DIRECTIONS FOR THIS TASK -
Every line from the line containing "PR #754, opened 2019-01-30" through the final line below must be returned exactly, and no other line.

Segment Start: GIVEN INFORMATION

PR #710, opened 2019-01-23
Common/transaction: add more granularity in mask of loaded fields

### LINKED ISSUE #683: common: loaded_columns_mask in transaction object.
The `loaded_columns_mask` flag is not set in transaction_set_* methods. 
E.g. 
add `MASK_DATA` in `transaction_set_message`.
clear `loaded_columns_mask` in `transaction_reset`

Maybe we should extend it to 32 bits and check all fields in the transaction object, so we can check all fields are set in a proper way.
E.g. 
```
MASK_ESSENCE = MASK_ESSENCE_ADDRESS | 
   MASK_ESSENCE_VALUE | MASK_ESSENCE_OBSELETE_TAG 
   ....
```

francescolavra:
In a partially loaded transaction, each of the fields of the iota_transaction_t structure can be partially populated, so we need to be able to describe what is actually loaded in a more granular way than allowed by the existing field_mask_e enum. For this reason, the enum is being replaced by a new set of enums, each of which indicates which sub-field in a specific field of a transaction object is populated.
Each of the transaction_set_*() functions now sets a specific bitmask in the corresponding enum, and each of the getter functions verifies via assert() that the bitmask for the specific transaction field is set.
Resolves #683.

# Test Plan:
bazel test //...


tsvisabo (approved):

thibault-martinez:
Hi @francescolavra , thanks for the PR !

PR #754, opened 2019-01-30
mam2: extract and clean channels and endpoints from the MAM layer

thibault-martinez:
# Test Plan:
CI

### DIFF
--- a/mam/v2/mam/alloc.h
+++ b/mam/v2/mam/alloc.h
@@ -1,0 +1,36 @@
+/*
+ * Copyright (c) 2018 IOTA Stiftung
+ * https://github.com/iotaledger/entangled
+ *
+ * MAM is based on an original implementation & specification by apmi.bsu.by
+ * [ITSec Lab]
+ *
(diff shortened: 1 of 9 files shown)


mam/v2/mam/alloc.h
```diff
@@ -0,0 +1,36 @@
...
+ * MAM allocator
+ *
+ * @field create_sponge Allocator for sponge interfaces used by
+ * channels/endpoints (WOTS, PB3 sponge, PB3 fork sponge)
+ * @field destroy_sponge Deallocator
+ */
+typedef struct mam_ialloc_s {
+  sponge_t *(*create_sponge)();
+  void (*destroy_sponge)(sponge_t *);
+} mam_ialloc_t;
```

Segment End: GIVEN INFORMATION

ANSWER SECTION -
PR #754, opened 2019-01-30
mam2: extract and clean channels and endpoints from the MAM layer

thibault-martinez:
# Test Plan:
CI

### DIFF
--- a/mam/v2/mam/alloc.h
+++ b/mam/v2/mam/alloc.h
@@ -1,0 +1,36 @@
+/*
+ * Copyright (c) 2018 IOTA Stiftung
+ * https://github.com/iotaledger/entangled
+ *
+ * MAM is based on an original implementation & specification by apmi.bsu.by
+ * [ITSec Lab]
+ *
(diff shortened: 1 of 9 files shown)


mam/v2/mam/alloc.h
```diff
@@ -0,0 +1,36 @@
...
+ * MAM allocator
+ *
+ * @field create_sponge Allocator for sponge interfaces used by
+ * channels/endpoints (WOTS, PB3 sponge, PB3 fork sponge)
+ * @field destroy_sponge Deallocator
+ */
+typedef struct mam_ialloc_s {
+  sponge_t *(*create_sponge)();
+  void (*destroy_sponge)(sponge_t *);
+} mam_ialloc_t;
```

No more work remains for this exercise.